ProShares slashes leverage on surviving volatility ETPs
After this month’s volatility earthquake caused the blow-up of a number of exchange-traded products linked to Wall Street’s fear gauge, an issuer of similar surviving funds is trying to prevent any aftershocks.
ProShares Advisors has announced changes to its investment objectives to reduce leverage on its Short VIX Short-Term Futures ETF (SVXY) and Ultra VIX Short-Term Futures ETF (UVXY). The former, which allowed investors to bet against a rise in volatility, is now aiming to deliver returns equal to one-half the inverse move of the S&P 500 VIX Short-Term Futures Index. Previously, the product had sought to be a perfect mirror image each session.
UVXY, a long volatility product, will attempt to produce returns equal to just one-and-a-half times the underlying index, rather than double the daily move. VIX futures are derivatives on the CBOE Volatility Index (VIX), a gauge of the S&P 500’s projected one-month price swings.
On Feb. 6, Credit Suisse announced the redemption of a fund similar to SVXY — the VelocityShares Daily Inverse VIX Short-Term exchange-traded note (XIV) — after a record one-day spike in the VIX wiped out 90% of the value in the inverse product. The popularity of ETPs that allowed investors to wager on enduring market calm exacerbated the downside for U.S. stocks that week, according to some analysts, helping to catalyze a technical correction.
SVXY — now the largest ETP of its kind — also plunged more than 90% in extended trading that Monday, but was not shuttered.
ProShares’ shifts will be effective as of the close of trading on Feb. 27, according to a press release. However, a permanent change of these investment objectives will require regulatory approval, the ETP provider said.

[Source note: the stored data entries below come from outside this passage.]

PR #1095, opened 2025-11-18
[18.0][FIX] report_xlsx 

alvaroGC-S73:
PR to Revert: #1057

Error to solve:

RPC_ERROR

Odoo Server Error

  File "/opt/odoo/src/oca/reporting-engine/report_xlsx/controllers/main.py", line 65, in report_download
    response = self.report_routes(

..........

  File "/opt/odoo/src/oca/account-financial-reporting/account_financial_report/report/abstract_report.py", line 167, in _get_report_values
    wizard = self.env[data["wizard_name"]].browse(data["wizard_id"])
KeyError: 'wizard_name'

        
        
The core issue is that the new JavaScript code introduced a bug: while attempting to fix context propagation for XLSX reports, it broke the standard method for passing wizard data (wizard_name, wizard_id). The old JS correctly serialized the essential action.data into the URL as an option query parameter, which the OCA backend modules rely on to find the wizard instance and generate the report.

### DIFF
--- a/report_xlsx/static/src/js/report/action_manager_report.esm.js
+++ b/report_xlsx/static/src/js/report/action_manager_report.esm.js
@@ -8,14 +8,8 @@ registry
         if (action.report_type === "xlsx") {
             const type = action.report_type;
             let url = `/report/${type}/${action.report_name}`;
-            for (const key_data in action.data) {
-                action.context[key_data] = action.data[key_data];
-            }
             const actionContext = action.context || {};
             if (action.data && JSON.stringify(action.data) !== "{}") {
-                if (!url.includes(`/${actionContext.active_id}`)) {
-                    url += `/${actionContext.active_id}`;
-                }
                 // Build a query string with `action.data` (it's the place where reports
                 // using a wizard to customize the output traditionally put their options)
                 const action_options = encodeURIComponent(JSON.stringify(action.data));
@@ -36,7 +30,7 @@ registry
                     url: "/report/download",
                     data: {
                         data: JSON.stringify([url, action.report_type]),
-                        context: JSON.stringify(actionContext),
+                        context: JSON.stringify(user.context),
                     },
                 });
             } finally {


micheledic (approved):
LGTM.
This bug blocks this PR https://github.com/OCA/account-financial-reporting/pull/1413

pedrobaeza:
But reverting this will undo the feature. This should instead fix the root cause, isn't it?

micheledic:
> But reverting this will undo the feature. This should instead fix the root cause, isn't it?

I tried this PR and the xls report works , imho can be merged to fix the issue

pedrobaeza:
Yeah, but the reason why it was put initially will come to not be resolved, so that's why I say that this should fix the problem without losing the feature.

micheledic:
@alvaroGC-S73 i just checked and it may be enough to remove those line and the xlsx report works
https://github.com/OCA/reporting-engine/blob/18.0/report_xlsx/static/src/js/report/action_manager_report.esm.js#L16-18
https://github.com/OCA/reporting-engine/blob/18.0/report_xlsx/static/src/js/report/action_manager_report.esm.js#L25-27

Or we have to push a PR to odoo core because the issue is caused on this line:
https://github.com/odoo/odoo/blob/70404624d7ea6f971182cbe4f4fe8fc064d2afd8/addons/web/controllers/report.py#L118

Of docids is passed, the date is not passed correctly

The scrutiny puts a spotlight on a small corner of the $3.4 trillion ETF industry.February 23
Concerns came into focus when a $1.9 billion exchange traded note lost 90% of its value in a single day.February 15
The moves may push some holders of the products to rebalance their positions to adjust for the decreased leverage, likely at a cost. They will also have an adverse effect on traders who had bought options on either product.
“Ignoring whether we get inflows or outflows … should create a bit of buying pressure on VIX futures,” Peter Tchir, head of macro strategy at Academy Securities, said in a note to investors. “It seems to have the potential to impact options on VIX products, especially if it reduces the risk of a VIX spike.”
Messages left with a ProShares spokesperson were not immediately returned.
An excerpt from the recently-updated prospectus for these products lists increases in margin requirements from exchanges as well as position limits by futures commission merchants and the need to comply with regulatory requirements as potential factors hampering their ability to meet their investment objectives. “High margin requirements could prevent a fund from obtaining sufficient exposure to VIX futures contracts and may adversely affect its ability to achieve its investment objective,” it said.
“Buyers of either calls or puts have paid premia that were based on much higher implied volatility values than will be prevailing post the proposed changes,” said Athanassios Diplas, principal at Diplas Advisors. “Similarly, anyone directly trading these two ETPs, either long or short, whether for hedging or direct investment, will have to adjust their exposures, and incur the associated costs of rebalancing.”
ProShares’ changes should also reduce the chance of an “acceleration event” that could facilitate the closure of either product, if regulatory blessing is received.
“The reduction in leverage reduces the amount these products need to trade daily, and makes SVXY less likely to blow up again,” said Pravit Chintawongvanich, head of derivatives strategy at Macro Risk Advisors. “It’s harder for VIX futures to go up 200% in a single day compared to going up 100% in a single day.”
ProShares noted that the products do not directly track the VIX Index, and are intended for use as trading vehicles rather than long-term holdings.